__WORK REQUEST__: Exactly reproduce each of the entries shown below.

[Collected data entries]
#####

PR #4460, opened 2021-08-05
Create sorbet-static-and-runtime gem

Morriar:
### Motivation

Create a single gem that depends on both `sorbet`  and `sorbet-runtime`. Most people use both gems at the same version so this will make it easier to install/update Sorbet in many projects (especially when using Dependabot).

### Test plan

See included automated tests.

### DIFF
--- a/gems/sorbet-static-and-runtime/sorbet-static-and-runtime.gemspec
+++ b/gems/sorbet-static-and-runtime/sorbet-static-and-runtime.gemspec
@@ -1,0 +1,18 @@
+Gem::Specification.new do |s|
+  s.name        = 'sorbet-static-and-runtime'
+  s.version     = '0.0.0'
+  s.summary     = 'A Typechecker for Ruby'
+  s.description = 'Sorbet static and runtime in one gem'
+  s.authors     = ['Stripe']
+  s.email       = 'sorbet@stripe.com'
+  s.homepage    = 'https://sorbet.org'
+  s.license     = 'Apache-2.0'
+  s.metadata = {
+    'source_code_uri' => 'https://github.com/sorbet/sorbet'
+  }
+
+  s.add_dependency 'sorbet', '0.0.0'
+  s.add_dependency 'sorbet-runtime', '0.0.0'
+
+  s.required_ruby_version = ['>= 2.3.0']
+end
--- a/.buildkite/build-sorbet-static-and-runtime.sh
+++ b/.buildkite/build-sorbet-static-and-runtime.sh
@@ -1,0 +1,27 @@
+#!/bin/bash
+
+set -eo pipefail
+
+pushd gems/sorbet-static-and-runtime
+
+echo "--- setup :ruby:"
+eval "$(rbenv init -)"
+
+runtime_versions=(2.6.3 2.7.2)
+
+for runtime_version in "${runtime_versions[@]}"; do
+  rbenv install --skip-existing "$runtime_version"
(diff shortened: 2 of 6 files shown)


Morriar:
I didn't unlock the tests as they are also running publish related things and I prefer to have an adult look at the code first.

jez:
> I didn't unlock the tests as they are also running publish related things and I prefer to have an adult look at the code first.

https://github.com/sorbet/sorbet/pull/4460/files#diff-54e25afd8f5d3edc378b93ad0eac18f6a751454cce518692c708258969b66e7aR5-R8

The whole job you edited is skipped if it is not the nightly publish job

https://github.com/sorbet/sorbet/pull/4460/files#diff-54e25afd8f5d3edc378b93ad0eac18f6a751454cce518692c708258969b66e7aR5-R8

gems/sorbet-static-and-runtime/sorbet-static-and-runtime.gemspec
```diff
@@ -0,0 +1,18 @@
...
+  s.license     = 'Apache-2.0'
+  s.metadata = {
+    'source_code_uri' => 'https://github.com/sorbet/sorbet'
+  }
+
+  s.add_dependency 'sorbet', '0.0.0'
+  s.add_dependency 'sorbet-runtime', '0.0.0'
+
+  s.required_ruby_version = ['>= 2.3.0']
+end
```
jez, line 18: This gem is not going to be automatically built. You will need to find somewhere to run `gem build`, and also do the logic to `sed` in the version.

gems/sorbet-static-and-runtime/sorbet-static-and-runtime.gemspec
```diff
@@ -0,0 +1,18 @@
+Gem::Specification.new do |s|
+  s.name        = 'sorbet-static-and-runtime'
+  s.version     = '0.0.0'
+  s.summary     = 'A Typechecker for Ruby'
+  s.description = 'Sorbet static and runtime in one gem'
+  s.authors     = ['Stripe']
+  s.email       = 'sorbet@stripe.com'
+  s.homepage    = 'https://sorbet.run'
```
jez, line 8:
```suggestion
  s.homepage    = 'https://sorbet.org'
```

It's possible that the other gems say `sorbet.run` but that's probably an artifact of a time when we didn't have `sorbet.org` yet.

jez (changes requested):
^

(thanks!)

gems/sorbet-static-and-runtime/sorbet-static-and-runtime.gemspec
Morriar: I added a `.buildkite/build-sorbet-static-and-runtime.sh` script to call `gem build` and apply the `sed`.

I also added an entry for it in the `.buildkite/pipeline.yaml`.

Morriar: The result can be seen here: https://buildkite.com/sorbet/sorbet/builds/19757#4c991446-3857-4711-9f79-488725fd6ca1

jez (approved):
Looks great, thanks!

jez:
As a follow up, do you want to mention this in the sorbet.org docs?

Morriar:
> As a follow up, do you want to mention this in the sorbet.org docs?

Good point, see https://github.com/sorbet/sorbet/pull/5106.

#####

__TASK OUTPUT__:
PR #4460, opened 2021-08-05
Create sorbet-static-and-runtime gem

Morriar:
### Motivation

Create a single gem that depends on both `sorbet`  and `sorbet-runtime`. Most people use both gems at the same version so this will make it easier to install/update Sorbet in many projects (especially when using Dependabot).

### Test plan

See included automated tests.

### DIFF
--- a/gems/sorbet-static-and-runtime/sorbet-static-and-runtime.gemspec
+++ b/gems/sorbet-static-and-runtime/sorbet-static-and-runtime.gemspec
@@ -1,0 +1,18 @@
+Gem::Specification.new do |s|
+  s.name        = 'sorbet-static-and-runtime'
+  s.version     = '0.0.0'
+  s.summary     = 'A Typechecker for Ruby'
+  s.description = 'Sorbet static and runtime in one gem'
+  s.authors     = ['Stripe']
+  s.email       = 'sorbet@stripe.com'
+  s.homepage    = 'https://sorbet.org'
+  s.license     = 'Apache-2.0'
+  s.metadata = {
+    'source_code_uri' => 'https://github.com/sorbet/sorbet'
+  }
+
+  s.add_dependency 'sorbet', '0.0.0'
+  s.add_dependency 'sorbet-runtime', '0.0.0'
+
+  s.required_ruby_version = ['>= 2.3.0']
+end
--- a/.buildkite/build-sorbet-static-and-runtime.sh
+++ b/.buildkite/build-sorbet-static-and-runtime.sh
@@ -1,0 +1,27 @@
+#!/bin/bash
+
+set -eo pipefail
+
+pushd gems/sorbet-static-and-runtime
+
+echo "--- setup :ruby:"
+eval "$(rbenv init -)"
+
+runtime_versions=(2.6.3 2.7.2)
+
+for runtime_version in "${runtime_versions[@]}"; do
+  rbenv install --skip-existing "$runtime_version"
(diff shortened: 2 of 6 files shown)


Morriar:
I didn't unlock the tests as they are also running publish related things and I prefer to have an adult look at the code first.

jez:
> I didn't unlock the tests as they are also running publish related things and I prefer to have an adult look at the code first.

https://github.com/sorbet/sorbet/pull/4460/files#diff-54e25afd8f5d3edc378b93ad0eac18f6a751454cce518692c708258969b66e7aR5-R8

The whole job you edited is skipped if it is not the nightly publish job

https://github.com/sorbet/sorbet/pull/4460/files#diff-54e25afd8f5d3edc378b93ad0eac18f6a751454cce518692c708258969b66e7aR5-R8

gems/sorbet-static-and-runtime/sorbet-static-and-runtime.gemspec
```diff
@@ -0,0 +1,18 @@
...
+  s.license     = 'Apache-2.0'
+  s.metadata = {
+    'source_code_uri' => 'https://github.com/sorbet/sorbet'
+  }
+
+  s.add_dependency 'sorbet', '0.0.0'
+  s.add_dependency 'sorbet-runtime', '0.0.0'
+
+  s.required_ruby_version = ['>= 2.3.0']
+end
```
jez, line 18: This gem is not going to be automatically built. You will need to find somewhere to run `gem build`, and also do the logic to `sed` in the version.

gems/sorbet-static-and-runtime/sorbet-static-and-runtime.gemspec
```diff
@@ -0,0 +1,18 @@
+Gem::Specification.new do |s|
+  s.name        = 'sorbet-static-and-runtime'
+  s.version     = '0.0.0'
+  s.summary     = 'A Typechecker for Ruby'
+  s.description = 'Sorbet static and runtime in one gem'
+  s.authors     = ['Stripe']
+  s.email       = 'sorbet@stripe.com'
+  s.homepage    = 'https://sorbet.run'
```
jez, line 8:
```suggestion
  s.homepage    = 'https://sorbet.org'
```

It's possible that the other gems say `sorbet.run` but that's probably an artifact of a time when we didn't have `sorbet.org` yet.

jez (changes requested):
^

(thanks!)

gems/sorbet-static-and-runtime/sorbet-static-and-runtime.gemspec
Morriar: I added a `.buildkite/build-sorbet-static-and-runtime.sh` script to call `gem build` and apply the `sed`.

I also added an entry for it in the `.buildkite/pipeline.yaml`.

Morriar: The result can be seen here: https://buildkite.com/sorbet/sorbet/builds/19757#4c991446-3857-4711-9f79-488725fd6ca1

jez (approved):
Looks great, thanks!

jez:
As a follow up, do you want to mention this in the sorbet.org docs?

Morriar:
> As a follow up, do you want to mention this in the sorbet.org docs?

Good point, see https://github.com/sorbet/sorbet/pull/5106.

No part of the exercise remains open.